Date: Tue, 25 Nov 1997 14:12:23 +0100
To: Evolution of Language <EvolutionLanguage@list.pitt.edu>
Subject: Re: EvolLang: Language Evolution Model


> From: M.O.
>
> >Waruno Mahdi writes:
> >
> > Animal signalization is mainly concerned with regulating social
> > relationships, and why should human language be any different?
> > Every utterance in human language firstly establishes a social
> > relationship. Whether or not it also conveys some information
> > (other than that social signal) is optional.
>
> I would put this the other way around. Animal signaling is used for
> individuals to communicate with one another. Such communication has
> many purposes. It may facilitate mating. It may help parents feed their
> young. It may allow animals to warn each other of predators. I think it
> is misleading to say that animal communication is mainly concerned with
> regulating social relationships.
Perhaps I should have been more differentiating, but before I go on, I think saying that language (in the wider, not strictly human, sense) is a means of communication is pretty close to a tautology. So what I said could be paraphrased as "animal means of communication are mainly concerned with regulating social relationships....". I notice at the same time with relief, that I hadn't forgotten the word "mainly":-)

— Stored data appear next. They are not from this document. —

PR #777, opened 2024-10-28
feat: enable login page override

gca-axelor:
RM#86091


gca-axelor:
import this file on app props 
      customLoginPage={CustomLogin}
```
import React, {useEffect} from 'react';
import {Text} from '@axelor/aos-mobile-ui';
import {
  useDispatch,
  useSelector,
  updateAuthState,
} from '@axelor/aos-mobile-core';

const CustomLogin = () => {
  const {token} = useSelector(state => state.auth);
  const dispatch = useDispatch();

  useEffect(() => {
    dispatch(updateAuthState({key: 'token', value: 'newToken'}));
  }, [dispatch]);

  console.log(token);

  return <Text>Custom</Text>;
};

export default CustomLogin;
```

PR #792, opened 2024-11-06
fix: merge configuration

gca-axelor:
RM#86276


gca-axelor:
you can test this PR on wip with user testPerm , password Zizou1998! on stockMoveLine perm (r and w)

PR #815, opened 2024-11-28
feat: add possibility to define default value for parent filter on TreeView

vhu-axelor:
RM#86491


vhu-axelor:
PR #803 need to be merged before

PR #819, opened 2024-12-02
feat: add RequestListView

gca-axelor:
RM#86192


packages/apps/purchase/src/api/supplier-api.js
```diff
@@ -0,0 +1,50 @@
...
+
+  return criterias;
+};
+
+export async function searchSupplier({page = 0, searchValue}) {
+  return createStandardSearch({
+    model: 'com.axelor.apps.base.db.Partner',
+    criteria: createSupplierCriteria(searchValue),
+    fieldKey: 'purchase_supplier',
+    sortKey: 'purchase_supplier',
```
vhu-axelor, line 47: Declare it or remove it

packages/apps/purchase/src/models/typeObjects.ts
```diff
@@ -0,0 +1,67 @@
...
+          {
+            key: 'Requested',
+            value: 2,
+            title: 'Purchase_Status_Requested',
+            color: 'progressColor',
+          },
+          {
+            key: 'Accepted',
+            value: 3,
+            title: 'Purchase_Status_Planned',
```
vhu-axelor, line 42: Change the title (and trads behind) to match the key

vhu-axelor (approved):

packages/apps/purchase/src/api/supplier-api.js
lme-axelor: That's not true. As a good practice, those keys should be always present to enable client projects to override the value. If it's not present, then the client project will need to rewrite the whole API/slice only to modify sorting.

So if we don't need it in standard, then no need to declare it but it should always be put in the API call so some other package can easily declare it.

packages/apps/purchase/src/i18n/fr.json
```diff
@@ -1,3 +1,13 @@
 {
-  "Purchase_Purchase": "Achats"
+  "Purchase_Purchase": "Achats",
+  "Purchase_InternalRequests": "Demandes internes",
+  "Purchase_Status_Draft": "Brouillon",
+  "Purchase_Status_Requested": "Demandé",
+  "Purchase_Status_Accepted": "Accepté",
+  "Purchase_Status_Purchased": "Acheté",
+  "Purchase_Status_Refused": "Refusé",
+  "Purchase_Status_Canceled": "Annulé",
```
lme-axelor, line 9: I think we should be an ending 'e' on this statuses as "Demande" is a feminine name

packages/apps/purchase/src/models/sortFields.ts
```diff
@@ -0,0 +1,23 @@
...
+ * GNU Affero General Public License for more details.
+ *
+ * You should have received a copy of the GNU Affero General Public License
+ * along with this program.  If not, see <http://www.gnu.org/licenses/>.
+ */
+
+import {SortFields} from '@axelor/aos-mobile-core';
+
+export const purchase_sortFields: SortFields = {
+  purchase_purchaseRequest: ['statusSelect'],
```
lme-axelor, line 22: sort them by purchaseRequestSeq too to get the latest request as the top for each status

packages/apps/purchase/src/models/typeObjects.ts
```diff
@@ -0,0 +1,67 @@
...
+            key: 'Refused',
+            value: 5,
+            title: 'Purchase_Status_Refused',
+            color: 'cautionColor',
+          },
+          {
+            key: 'Canceled',
+            value: 6,
+            title: 'Purchase_Status_Canceled',
+            color: 'errorColor',
```
lme-axelor, line 61: Inverse the color of those statuses

packages/apps/purchase/src/screens/RequestListScreen.tsx
```diff
@@ -0,0 +1,104 @@
...
+
+  const [selectedStatus, setSelectedStatus] = useState([]);
+  const [supplier, setSupplier] = useState();
+
+  const statusList = useMemo(() => {
+    const statusToDisplay = [
+      PurchaseRequest?.statusSelect.Draft,
+      PurchaseRequest?.statusSelect.Requested,
+      PurchaseRequest?.statusSelect.Accepted,
+    ];
```
lme-axelor, line 53: I think we should either show all statuses in the ChipSelect or only display the concerned statuses in the list.
Currently, it's not really consistent. Let's check with MCH when he comes back.

PR #820, opened 2024-12-02
feat: create DMSFile form screen

vhu-axelor:
RM#87125

### DIFF
--- a/packages/apps/dms/src/components/organisms/ParentDirectorySearchBar/ParentDirectorySearchBar.tsx
+++ b/packages/apps/dms/src/components/organisms/ParentDirectorySearchBar/ParentDirectorySearchBar.tsx
@@ -1,0 +1,94 @@
+/*
+ * Axelor Business Solutions
+ *
+ * Copyright (C) 2024 Axelor (<http://axelor.com>).
+ *
+ * This program is free software: you can redistribute it and/or  modify
+ * it under the terms of the GNU Affero General Public License, version 3,
+ * as published by the Free Software Foundation.
+ *
+ * This program is distributed in the hope that it will be useful,
+ * but WITHOUT ANY WARRANTY; without even the implied warranty of
+ * MERCHANTABILITY or FITNESS FOR A PARTICULAR PURPOSE.  See the
+ * GNU Affero General Public License for more details.
+ *
+ * You should have received a copy of the GNU Affero General Public License
+ * along with this program.  If not, see <http://www.gnu.org/licenses/>.
+ */
+
+import React, {useCallback, useMemo} from 'react';
+import {useDispatch, useSelector, useTranslator} from '@axelor/aos-mobile-core';
+import {AutoCompleteSearch} from '@axelor/aos-mobile-ui';
+import {searchDirectory} from '../../../features/documentSlice';
+
+interface ParentDirectorySearchBarProps {
+  style?: any;
+  title?: string;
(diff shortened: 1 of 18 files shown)


packages/apps/dms/src/models/forms.ts
gca-axelor, line 1: I think you can put isDirectory as readonly when you are not in creation mode to avoid losing child directory or files

packages/apps/dms/src/models/forms.ts
```diff
@@ -0,0 +1,69 @@
...
+      },
+      isDirectory: {
+        titleKey: 'Dms_Folder',
+        type: 'boolean',
+        widget: 'checkbox',
+        hideIf: ({objectState}) => objectState.id,
+        options: {
+          iconSize: 20,
+        },
+      },
```
lme-axelor, line 56: Maybe we can improve a bit the style of the form, use panel to make name and directory as a row ? 
Remove bold on the checkbox title ? That's not really nice for the moment 😅

packages/apps/dms/src/screens/DocumentFormScreen.tsx
```diff
@@ -0,0 +1,103 @@
...
+      }
+
+      if (parentId === mobileSettings.defaultDmsRoot?.id) {
+        _document.parent = mobileSettings.defaultDmsRoot;
+      }
+
+      const sliceFunction = isCreation ? createDocument : updateDocument;
+      dispatch((sliceFunction as any)({document: _document}));
+
+      navigation.navigate('AllDocumentsScreen');
```
lme-axelor, line 68: Just pop here, we might come from other screens than AllDocumentsScreen

packages/apps/dms/src/screens/index.ts
```diff
@@ -35,7 +37,12 @@ export default {
       shadedHeader: false,
     },
   },
+  DocumentFormScreen: {
+    title: 'Dms_Document',
+    component: DocumentFormScreen,
```
lme-axelor, line 42: I think we can mark this screen as usable on shortcuts

packages/apps/dms/src/components/organisms/ParentDirectorySearchBar/ParentDirectorySearchBar.tsx
```diff
@@ -0,0 +1,94 @@
...
+    loadingDirectory,
+    moreLoadingDirectory,
+    isListEndDirectory,
+    directoryList,
+  } = useSelector((state: any) => state.dms_document);
+
+  const extendedDirectoryList = useMemo(
+    () => [
+      {
+        ...(user.dmsRoot ?? mobileSettings.defaultDmsRoot),
```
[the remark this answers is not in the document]
vhu-axelor: If both are undefined the object will only have the props fileName which is what I want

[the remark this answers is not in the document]
lme-axelor: I think if both are undefined, it will crash as you can not use ... operator on a undefined object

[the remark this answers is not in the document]
vhu-axelor: No, it's not a problem as JS ignore the destruction if the value is undefined

PR #827, opened 2024-12-04
fix: filter issue with chips on DocumentList

vhu-axelor:
RM#87963


packages/apps/dms/src/components/templates/DocumentList/DocumentList.tsx
```diff
@@ -59,9 +59,8 @@ const DocumentList = ({defaultParent}: DocumentListProps) => {
   const sliceFunctionData = useMemo(
     () => ({
       authorId: author?.id,
-      extensions: selectedExtensions.map(_extension => _extension.key),
     }),
-    [author?.id, selectedExtensions],
```
lme-axelor, line 64: This should not be removed or the root elements won't be filtered

PR #50, opened 2017-10-05
Include end of line anchor in regex for path.

ravimeda:
Adding `$` anchor in regex pattern for path ensures full match of Dockerfile path string.


MichaelSimons:
Related to https://github.com/dotnet/dotnet-docker-nightly/issues/399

There are some basic signals which indeed do not serve to regulate social relationships, such as the warning signal(s) for danger. In birds with dialect formation, some signals are genetically inherited, others are learned, and dialects only diverge in the latter part of the vocabulary. Warning signals typically belong to the genetically inherited ones. In general, the impression I have is that as one moves from "lower" to "higher" animals, and particularly to the primates, the number of "social regulating" signals increases markedly against the background of a more or less constant number of few "non-social regulating".

To avoid misunderstandings about what I mean: in "socially regulating" signals I include all those involved in soliciting, mating, imposing, chasing away or challenging rivals, gathering, "togetherness" signals, etc., also signals calling upon another to do something, or announcing what social position one claims for oneself or that one is about to do something, and particularly such which identify either oneself or another as either belonging or not belonging in a certain group of conspecifics.